I'd say with confidence: we're living in the early days. AI has made jaw-dropping progress in two major domains: language and vision. With large language models (LLMs) like GPT-4 and Claude, and vision models like CLIP and DALL·E, we've seen machines that can generate poetry, write code, describe photos, and even hold eerily humanlike conversations.
But as impressive as this is, it’s easy to lose sight of the bigger picture: we’ve only scratched the surface of what artificial intelligence could be — because we’ve only scaled two modalities: text and images.
That’s like saying we’ve modeled human intelligence by mastering reading and eyesight, while ignoring touch, taste, smell, motion, memory, emotion, and everything else that makes our cognition rich, embodied, and contextual.
Human intelligence is multimodal. We make sense of the world through:
Touch (the texture of a surface, the feedback of pressure, the warmth of skin0; Smell and taste (deeply tied to memory, danger, pleasure, and even creativity); Proprioception (the sense of where your body is in space — how you move and balance); Emotional and internal states (hunger, pain, comfort, fear, motivation).

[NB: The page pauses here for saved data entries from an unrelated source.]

PR #10, opened 2025-04-30
Avoid using renv in Github actions

lbm364dl:
The initial motivation for this PR was that we were having issues with packages not installed correctly in Github actions because of missing Operating System dependencies (my mistake to ask on https://github.com/r-lib/pak/issues/769, but they were helpful). This can be handled automatically using the `setup-r-dependencies` action (which internally uses [the pak package](https://pak.r-lib.org/)) but I found out it conflicts with `renv` (e.g. cache not working https://github.com/r-lib/actions/issues/911 and other obscure errors I got). In the end, `renv` should not be used in our checks anyway because whoever might want to install this package might not use it, and other dependency versions might be installed from `DESCRIPTION` file. Only we as developers should use `renv`, but it should be removed from Github actions. What I did:

- Change our workflows back to the default ones that you can get using [`usethis::use_github_action(name)`](https://usethis.r-lib.org/reference/github_actions.html)
- Use an env variable `USE_RENV` to conditionally avoid using `renv` in `.Rprofile` (got the idea from [this repository](https://github.com/r-world-devs/GitStats/blob/master/.github/workflows/test-coverage.yaml))
- Add `lintr` check in a separate workflow, just because it's cleaner (it was previously included in the `R cmd check` workflow)


eduaguilera (approved):
It seems reasonable to me to make the change, even if I don't fully understand what you did (but I think there is no need I understand it, as long as it works!)

lbm364dl:
> It seems reasonable to me to make the change, even if I don't fully understand what you did (but I think there is no need I understand it, as long as it works!)

I agree this is not directly related to the project and you can skip it, but whenever there is something you _do_ want to understand, don't be afraid to ask.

None of these are captured by current LLMs or vision transformers. Not even close. And yet, our cognitive lives depend on them.
Language and vision are just the beginning — the parts we were able to digitize first - not necessarily the most central to intelligence.
The real frontier of AI lies in the messy, rich, sensory world where people live. We’ll need new hardware (sensors), new data representations (beyond tokens), and new ways to train models that grow understanding from experience, not just patterns.